Feb. 28 (Thursday) Mario Negrello (Cornell University)
Attractor Landscapes and Active Tracking
Abstract:
Neurodynamics:
We study the behavior generated by recurrent neural networks in artificial agents, from the dynamical systems perspective. Following philosophy remounting as far back as Democritus (and also cyberneticists as Ashby and Von Foerster, existentialists and phenomenologists such as Heidegger and Merleau-Ponty), that points to the unescapable fact that organisms’ neural systems are extended in the world. Taken together, our methodology and philosophy lead us to build robotic models of cognitive systems, in which recurrent neural networks couple robots and world. Such coupling is expressed in alterations of the network structures for control, structures that are evolved with evolutionary algorithms, in virtual worlds, and eventually implemented on real robots. The crucial facet of the work is to understand how the neural networks generate behavior, from the dynamical stand point. The formal tools of neurodynamics make it possible to understand the dynamical underpinnings of behavior, and to proffer causal explanations of behavior as a physical phenomenon.
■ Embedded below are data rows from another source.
PR #94, opened 2017-09-29
eliminate unused code:

mqliang:
operator% is implemented in std.jsonnet and we already enable desugaring in https://github.com/google/go-jsonnet/pull/64. So those code can be safely removed.

### DIFF
--- a/builtins.go
+++ b/builtins.go
@@ -655,13 +655,6 @@ func (b *TernaryBuiltin) Parameters() ast.Identifiers {
 	return b.parameters
 }
 
-func todoFunc(e *evaluator, x, y potentialValue) (value, error) {
-	return nil, e.Error("not implemented yet")
-}
-
-// so that we don't get segfaults
-var todo = &BinaryBuiltin{function: todoFunc, parameters: ast.Identifiers{"x", "y"}}
-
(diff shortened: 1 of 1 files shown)


builtins.go
```diff
@@ -670,9 +663,8 @@ var desugaredBop = map[ast.BinaryOp]ast.Identifier{
 }
 
 var bopBuiltins = []*BinaryBuiltin{
-	ast.BopMult:    &BinaryBuiltin{name: "operator*", function: builtinMult, parameters: ast.Identifiers{"x", "y"}},
-	ast.BopDiv:     &BinaryBuiltin{name: "operator/", function: builtinDiv, parameters: ast.Identifiers{"x", "y"}},
-	ast.BopPercent: todo,
+	ast.BopMult: &BinaryBuiltin{name: "operator*", function: builtinMult, parameters: ast.Identifiers{"x", "y"}},
+	ast.BopDiv:  &BinaryBuiltin{name: "operator/", function: builtinDiv, parameters: ast.Identifiers{"x", "y"}},
```
sbarzowski: Could you add a comment that it's desugared, like below for bopManifestEqual?

sbarzowski:
@sparkprime

sparkprime:
Thanks!

PR #98, opened 2017-09-29
Don't escape block strings

sbarzowski:
Previously I thought they would be normally escaped, but
C++ test suite proved me wrong.


sbarzowski:
@lwander @sparkprime

desugarer.go
```diff
@@ -518,15 +518,17 @@ func desugar(astPtr *ast.Node, objLevel int) (err error) {
 		// Nothing to do.
 
 	case *ast.LiteralString:
-		if node.Kind != ast.VerbatimStringDouble && node.Kind != ast.VerbatimStringSingle {
+		if node.Kind != ast.VerbatimStringDouble &&
+			node.Kind != ast.VerbatimStringSingle &&
```
sparkprime: Weird formatting here, is this the output of gofmt?  What happens if you begin the line with a &&

sbarzowski: I'm afraid it is.

>What happens if you begin the line with a &&

It's not valid Go. Go has some funny semicolon inference rules which dictate how you can end a line.

To avoid this awkwardness I extracted it to a method of StringKind.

Attractor Landscapes as Behavior Invariants:
More specifically, we note that between networks and function there is a many to one mapping. In other words, for one selected function there may be many equivalent networks to execute it. Is there then something that does not vary among different networks that execute similar function? Our answer is given in our language of neurodynamics. We start by observing that a recurrent neural network parametrized by the input, is in fact a collection of dynamical systems. Moreover, associated with one set of parameters, there exists a single dynamical system. Each of these dynamical systems possesses an attractor structure of varying complexity, where one may find different kinds of attractors, including fixed points, periodic attractors, as well as quasi-periodic and chaotic attractors. The attractor structure is determined by the basins of attraction and the potentially coexisting attractors of one network, which are determined by the network’s structure.
The capacity for behavior of an embodied neural network is then given by the set of attractors accessible through parametrizations, and realizable through motor efferences. Furthermore, the capacity for behavior is constrained by the possible parametrizations to the network; that being the set of possible input stimuli. The possible input stimuli are a function of the structural coupling, resulting from the problem of physical nature; meaning, how is the world regimented in terms of physical laws, and how is the agent built, in terms of its morphology, sensors and actuators. The invariant we find in control, or the capacity for behavior of the network we call the attractor landscape, which can be thought of as the behavioral invariant of the neural network. I will show a couple of examples of different evolved agents, with different networks, and point to what is invariant in their set of attractors, with respect to executed function.